Transfer Learning without Knowing: Reprogramming Black-box Machine
Learning Models with Scarce Data and Limited Resources
- URL: http://arxiv.org/abs/2007.08714v2
- Date: Wed, 29 Jul 2020 12:12:30 GMT
- Title: Transfer Learning without Knowing: Reprogramming Black-box Machine
Learning Models with Scarce Data and Limited Resources
- Authors: Yun-Yun Tsai and Pin-Yu Chen and Tsung-Yi Ho
- Abstract summary: We propose a novel approach, black-box adversarial reprogramming (BAR), that repurposes a well-trained black-box machine learning model.
Using zeroth order optimization and multi-label mapping techniques, BAR can reprogram a black-box ML model solely based on its input-output responses.
BAR outperforms state-of-the-art methods and yields comparable performance to the vanilla adversarial reprogramming method.

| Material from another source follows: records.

PR #622, opened 2018-03-16
Convert plugins to the new yaml-based format

hishamhm:

PR #631, opened 2018-03-19
Updating Plugin Docs

UkiahSmith:
@hishamhm 's branch `plugin-yml` needs to be merged before this branch. 

For these plugins: 

ip-restriction
bot-detection
request-termination
request-size-limiting
correlation-id


app/_layouts/plugin-ee.html
```diff
@@ -0,0 +1,45 @@
+---
+layout: default
+sitemap: true
+id: page-plugin
+header_btn_text: Report Bug
+header_btn_href: mailto:support@mashape.com?subject={{ page.header_title }} Plugin Bug
```
darrenjennings: Are we still support@mashape?

thibaultcha: This needs to be updated and I am doing so locally already as I am merging #622

thibaultcha:
@UkiahSmith The plugin-yml branch has been merged in 0.13.x. Will you please rebase your branch on it? Also, could we include both #633 and all subsequent PRs about plugins updates in the same PR (maybe this one) to avoid spreading over and complicating the review? Thanks!

UkiahSmith:
@thibaultcha Changes from #633 are now in this branch/PR, as well as rebased off of 0.13.x branch.

thibaultcha:
@UkiahSmith I just pushed a commit to improve the verbiage around the changes. Our intent is now to to present Service as _the_ 1st class citizen (alongside Route, on the second step of the pedestal) in Kong. All of the verbiage and examples should always refer to Services first, and be based on Services and/or Routes (when it makes sense, some other plugins might be for Routes only).

Additionally, when referring to APIs we should now point out that they are a deprecated entity (maybe not every time we refer to it, but at least once per document).

So I made those two changes which will squash in yours.

One thing that isn't done yet and that I noticed while going through the changes is that the examples were not updated:

- hmac-auth has a complete example showing how to configure an API and proxy requests through it with the hmac-auth plugin. Those examples need to be updated to be built around a Service/Route couple
- jwt also has such examples
- maybe others, I stopped looking after a while
- some plugins have a simple "example call over the `8000` port", and those have `:8000/{api path}` in their URL. They also need to be updated (I made one such update as "guidance" but there are others).

Will you be able to address the above leftover items?

hishamhm:
I made another round of reviewing, squashed the commits, and merged into the `0.13.x` branch. Thank you, @UkiahSmith!

thibaultcha:
Thanks @UkiahSmith @hishamhm !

- Score: 78.72922528736011
- License: http://arxiv.org/licenses/nonexclusive-distrib/1.0/
- Abstract: Current transfer learning methods are mainly based on finetuning a pretrained
model with target-domain data. Motivated by the techniques from adversarial
machine learning (ML) that are capable of manipulating the model prediction via
data perturbations, in this paper we propose a novel approach, black-box
adversarial reprogramming (BAR), that repurposes a well-trained black-box ML
model (e.g., a prediction API or a proprietary software) for solving different
ML tasks, especially in the scenario with scarce data and constrained
resources. The rationale lies in exploiting high-performance but unknown ML
models to gain learning capability for transfer learning. Using zeroth order
optimization and multi-label mapping techniques, BAR can reprogram a black-box
ML model solely based on its input-output responses without knowing the model
architecture or changing any parameter. More importantly, in the limited
medical data setting, on autism spectrum disorder classification, diabetic
retinopathy detection, and melanoma detection tasks, BAR outperforms
state-of-the-art methods and yields comparable performance to the vanilla
adversarial reprogramming method requiring complete knowledge of the target ML
model. BAR also outperforms baseline transfer learning approaches by a
significant margin, demonstrating cost-effective means and new insights for
transfer learning.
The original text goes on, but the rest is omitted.